Collected data
Segment Open
PR #2601, opened 2020-10-14
Spearhead: fix import error

jffng:
On master, I'm getting an import error when trying to build Spearhead because of a typo here:

https://github.com/Automattic/themes/blob/49eead899692a426a2ad97caf0665f04c7f5bb8b/spearhead/assets/sass/style.scss#L17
Segment Closed
» **Exercise details**
All lines from the one with "On master, I'm" to the end of the records must be set down exactly. Skip every line before it.

» **Exercise output**
On master, I'm getting an import error when trying to build Spearhead because of a typo here:

https://github.com/Automattic/themes/blob/49eead899692a426a2ad97caf0665f04c7f5bb8b/spearhead/assets/sass/style.scss#L17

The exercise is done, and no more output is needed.